Assignment> The records below must be transcribed exactly.

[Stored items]
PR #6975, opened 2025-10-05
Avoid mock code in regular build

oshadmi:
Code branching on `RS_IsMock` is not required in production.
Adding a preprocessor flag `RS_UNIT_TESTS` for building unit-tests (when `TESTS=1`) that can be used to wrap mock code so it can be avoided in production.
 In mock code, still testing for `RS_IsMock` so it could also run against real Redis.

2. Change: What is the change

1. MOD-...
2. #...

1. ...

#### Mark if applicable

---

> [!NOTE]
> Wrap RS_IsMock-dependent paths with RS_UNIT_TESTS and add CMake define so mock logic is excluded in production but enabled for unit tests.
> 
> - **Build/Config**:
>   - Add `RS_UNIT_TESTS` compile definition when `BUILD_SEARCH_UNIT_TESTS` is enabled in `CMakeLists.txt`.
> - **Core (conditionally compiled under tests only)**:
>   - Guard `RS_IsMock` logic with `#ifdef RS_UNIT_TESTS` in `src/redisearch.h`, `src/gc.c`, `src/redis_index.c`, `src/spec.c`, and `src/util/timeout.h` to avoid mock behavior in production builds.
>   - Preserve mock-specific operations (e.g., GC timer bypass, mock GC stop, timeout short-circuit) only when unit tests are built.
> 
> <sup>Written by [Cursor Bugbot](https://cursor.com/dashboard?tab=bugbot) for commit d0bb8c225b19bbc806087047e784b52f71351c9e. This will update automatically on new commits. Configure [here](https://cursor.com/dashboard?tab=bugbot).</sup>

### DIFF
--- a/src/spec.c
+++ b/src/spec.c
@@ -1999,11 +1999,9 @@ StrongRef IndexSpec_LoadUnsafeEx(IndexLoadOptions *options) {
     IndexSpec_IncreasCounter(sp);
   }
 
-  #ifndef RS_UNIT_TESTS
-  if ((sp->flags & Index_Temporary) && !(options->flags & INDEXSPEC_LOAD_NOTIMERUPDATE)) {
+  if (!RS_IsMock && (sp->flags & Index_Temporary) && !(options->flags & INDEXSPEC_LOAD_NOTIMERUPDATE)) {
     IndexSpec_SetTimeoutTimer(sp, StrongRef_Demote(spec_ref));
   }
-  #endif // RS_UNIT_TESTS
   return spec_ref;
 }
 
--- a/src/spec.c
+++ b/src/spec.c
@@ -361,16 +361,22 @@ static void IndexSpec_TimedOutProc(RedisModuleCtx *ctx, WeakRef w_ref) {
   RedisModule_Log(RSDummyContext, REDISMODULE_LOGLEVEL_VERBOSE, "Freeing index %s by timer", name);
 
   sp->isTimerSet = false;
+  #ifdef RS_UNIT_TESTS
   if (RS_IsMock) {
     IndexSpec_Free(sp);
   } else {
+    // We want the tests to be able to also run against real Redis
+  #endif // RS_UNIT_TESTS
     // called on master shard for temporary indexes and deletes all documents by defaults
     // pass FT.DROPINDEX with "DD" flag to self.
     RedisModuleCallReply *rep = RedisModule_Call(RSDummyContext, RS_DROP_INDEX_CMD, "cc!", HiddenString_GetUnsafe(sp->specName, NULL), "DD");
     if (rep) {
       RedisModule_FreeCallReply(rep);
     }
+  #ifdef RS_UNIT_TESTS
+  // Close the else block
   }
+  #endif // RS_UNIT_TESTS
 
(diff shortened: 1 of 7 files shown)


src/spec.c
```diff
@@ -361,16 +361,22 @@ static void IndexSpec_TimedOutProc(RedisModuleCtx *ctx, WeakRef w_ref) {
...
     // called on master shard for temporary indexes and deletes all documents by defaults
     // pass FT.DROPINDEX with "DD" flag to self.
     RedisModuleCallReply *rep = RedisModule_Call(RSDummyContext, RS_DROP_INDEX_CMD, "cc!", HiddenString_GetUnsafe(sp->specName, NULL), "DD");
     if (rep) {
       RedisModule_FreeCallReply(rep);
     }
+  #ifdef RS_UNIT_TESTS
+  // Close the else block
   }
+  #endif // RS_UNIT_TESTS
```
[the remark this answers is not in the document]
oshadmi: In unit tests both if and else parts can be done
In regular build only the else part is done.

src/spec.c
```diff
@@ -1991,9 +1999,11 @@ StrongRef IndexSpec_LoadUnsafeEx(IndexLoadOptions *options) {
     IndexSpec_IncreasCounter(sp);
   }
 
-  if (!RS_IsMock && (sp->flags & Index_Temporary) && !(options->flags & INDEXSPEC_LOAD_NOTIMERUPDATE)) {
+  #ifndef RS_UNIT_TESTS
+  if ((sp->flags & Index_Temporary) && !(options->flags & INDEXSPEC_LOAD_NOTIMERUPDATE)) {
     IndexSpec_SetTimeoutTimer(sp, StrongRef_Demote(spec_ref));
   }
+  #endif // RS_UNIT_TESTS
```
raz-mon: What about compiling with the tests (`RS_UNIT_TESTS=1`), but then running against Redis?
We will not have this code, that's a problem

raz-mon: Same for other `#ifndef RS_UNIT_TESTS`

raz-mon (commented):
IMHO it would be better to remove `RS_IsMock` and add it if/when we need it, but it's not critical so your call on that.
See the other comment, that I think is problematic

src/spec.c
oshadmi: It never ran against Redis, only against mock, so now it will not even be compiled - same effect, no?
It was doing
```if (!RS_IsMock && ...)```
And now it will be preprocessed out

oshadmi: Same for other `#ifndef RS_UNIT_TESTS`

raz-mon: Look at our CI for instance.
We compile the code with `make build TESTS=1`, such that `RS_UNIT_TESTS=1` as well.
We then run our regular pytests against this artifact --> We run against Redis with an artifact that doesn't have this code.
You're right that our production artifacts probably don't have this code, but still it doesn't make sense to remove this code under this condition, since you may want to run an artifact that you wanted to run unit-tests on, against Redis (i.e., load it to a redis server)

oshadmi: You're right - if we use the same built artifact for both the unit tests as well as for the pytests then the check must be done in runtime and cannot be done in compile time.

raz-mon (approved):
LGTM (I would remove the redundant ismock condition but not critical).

Solution for this exercise>
PR #6975, opened 2025-10-05
Avoid mock code in regular build

oshadmi:
Code branching on `RS_IsMock` is not required in production.
Adding a preprocessor flag `RS_UNIT_TESTS` for building unit-tests (when `TESTS=1`) that can be used to wrap mock code so it can be avoided in production.
 In mock code, still testing for `RS_IsMock` so it could also run against real Redis.

2. Change: What is the change

1. MOD-...
2. #...

1. ...

#### Mark if applicable

---

> [!NOTE]
> Wrap RS_IsMock-dependent paths with RS_UNIT_TESTS and add CMake define so mock logic is excluded in production but enabled for unit tests.
> 
> - **Build/Config**:
>   - Add `RS_UNIT_TESTS` compile definition when `BUILD_SEARCH_UNIT_TESTS` is enabled in `CMakeLists.txt`.
> - **Core (conditionally compiled under tests only)**:
>   - Guard `RS_IsMock` logic with `#ifdef RS_UNIT_TESTS` in `src/redisearch.h`, `src/gc.c`, `src/redis_index.c`, `src/spec.c`, and `src/util/timeout.h` to avoid mock behavior in production builds.
>   - Preserve mock-specific operations (e.g., GC timer bypass, mock GC stop, timeout short-circuit) only when unit tests are built.
> 
> <sup>Written by [Cursor Bugbot](https://cursor.com/dashboard?tab=bugbot) for commit d0bb8c225b19bbc806087047e784b52f71351c9e. This will update automatically on new commits. Configure [here](https://cursor.com/dashboard?tab=bugbot).</sup>

### DIFF
--- a/src/spec.c
+++ b/src/spec.c
@@ -1999,11 +1999,9 @@ StrongRef IndexSpec_LoadUnsafeEx(IndexLoadOptions *options) {
     IndexSpec_IncreasCounter(sp);
   }
 
-  #ifndef RS_UNIT_TESTS
-  if ((sp->flags & Index_Temporary) && !(options->flags & INDEXSPEC_LOAD_NOTIMERUPDATE)) {
+  if (!RS_IsMock && (sp->flags & Index_Temporary) && !(options->flags & INDEXSPEC_LOAD_NOTIMERUPDATE)) {
     IndexSpec_SetTimeoutTimer(sp, StrongRef_Demote(spec_ref));
   }
-  #endif // RS_UNIT_TESTS
   return spec_ref;
 }
 
--- a/src/spec.c
+++ b/src/spec.c
@@ -361,16 +361,22 @@ static void IndexSpec_TimedOutProc(RedisModuleCtx *ctx, WeakRef w_ref) {
   RedisModule_Log(RSDummyContext, REDISMODULE_LOGLEVEL_VERBOSE, "Freeing index %s by timer", name);
 
   sp->isTimerSet = false;
+  #ifdef RS_UNIT_TESTS
   if (RS_IsMock) {
     IndexSpec_Free(sp);
   } else {
+    // We want the tests to be able to also run against real Redis
+  #endif // RS_UNIT_TESTS
     // called on master shard for temporary indexes and deletes all documents by defaults
     // pass FT.DROPINDEX with "DD" flag to self.
     RedisModuleCallReply *rep = RedisModule_Call(RSDummyContext, RS_DROP_INDEX_CMD, "cc!", HiddenString_GetUnsafe(sp->specName, NULL), "DD");
     if (rep) {
       RedisModule_FreeCallReply(rep);
     }
+  #ifdef RS_UNIT_TESTS
+  // Close the else block
   }
+  #endif // RS_UNIT_TESTS
 
(diff shortened: 1 of 7 files shown)


src/spec.c
```diff
@@ -361,16 +361,22 @@ static void IndexSpec_TimedOutProc(RedisModuleCtx *ctx, WeakRef w_ref) {
...
     // called on master shard for temporary indexes and deletes all documents by defaults
     // pass FT.DROPINDEX with "DD" flag to self.
     RedisModuleCallReply *rep = RedisModule_Call(RSDummyContext, RS_DROP_INDEX_CMD, "cc!", HiddenString_GetUnsafe(sp->specName, NULL), "DD");
     if (rep) {
       RedisModule_FreeCallReply(rep);
     }
+  #ifdef RS_UNIT_TESTS
+  // Close the else block
   }
+  #endif // RS_UNIT_TESTS
```
[the remark this answers is not in the document]
oshadmi: In unit tests both if and else parts can be done
In regular build only the else part is done.

src/spec.c
```diff
@@ -1991,9 +1999,11 @@ StrongRef IndexSpec_LoadUnsafeEx(IndexLoadOptions *options) {
     IndexSpec_IncreasCounter(sp);
   }
 
-  if (!RS_IsMock && (sp->flags & Index_Temporary) && !(options->flags & INDEXSPEC_LOAD_NOTIMERUPDATE)) {
+  #ifndef RS_UNIT_TESTS
+  if ((sp->flags & Index_Temporary) && !(options->flags & INDEXSPEC_LOAD_NOTIMERUPDATE)) {
     IndexSpec_SetTimeoutTimer(sp, StrongRef_Demote(spec_ref));
   }
+  #endif // RS_UNIT_TESTS
```
raz-mon: What about compiling with the tests (`RS_UNIT_TESTS=1`), but then running against Redis?
We will not have this code, that's a problem

raz-mon: Same for other `#ifndef RS_UNIT_TESTS`

raz-mon (commented):
IMHO it would be better to remove `RS_IsMock` and add it if/when we need it, but it's not critical so your call on that.
See the other comment, that I think is problematic

src/spec.c
oshadmi: It never ran against Redis, only against mock, so now it will not even be compiled - same effect, no?
It was doing
```if (!RS_IsMock && ...)```
And now it will be preprocessed out

oshadmi: Same for other `#ifndef RS_UNIT_TESTS`

raz-mon: Look at our CI for instance.
We compile the code with `make build TESTS=1`, such that `RS_UNIT_TESTS=1` as well.
We then run our regular pytests against this artifact --> We run against Redis with an artifact that doesn't have this code.
You're right that our production artifacts probably don't have this code, but still it doesn't make sense to remove this code under this condition, since you may want to run an artifact that you wanted to run unit-tests on, against Redis (i.e., load it to a redis server)

oshadmi: You're right - if we use the same built artifact for both the unit tests as well as for the pytests then the check must be done in runtime and cannot be done in compile time.

raz-mon (approved):
LGTM (I would remove the redundant ismock condition but not critical).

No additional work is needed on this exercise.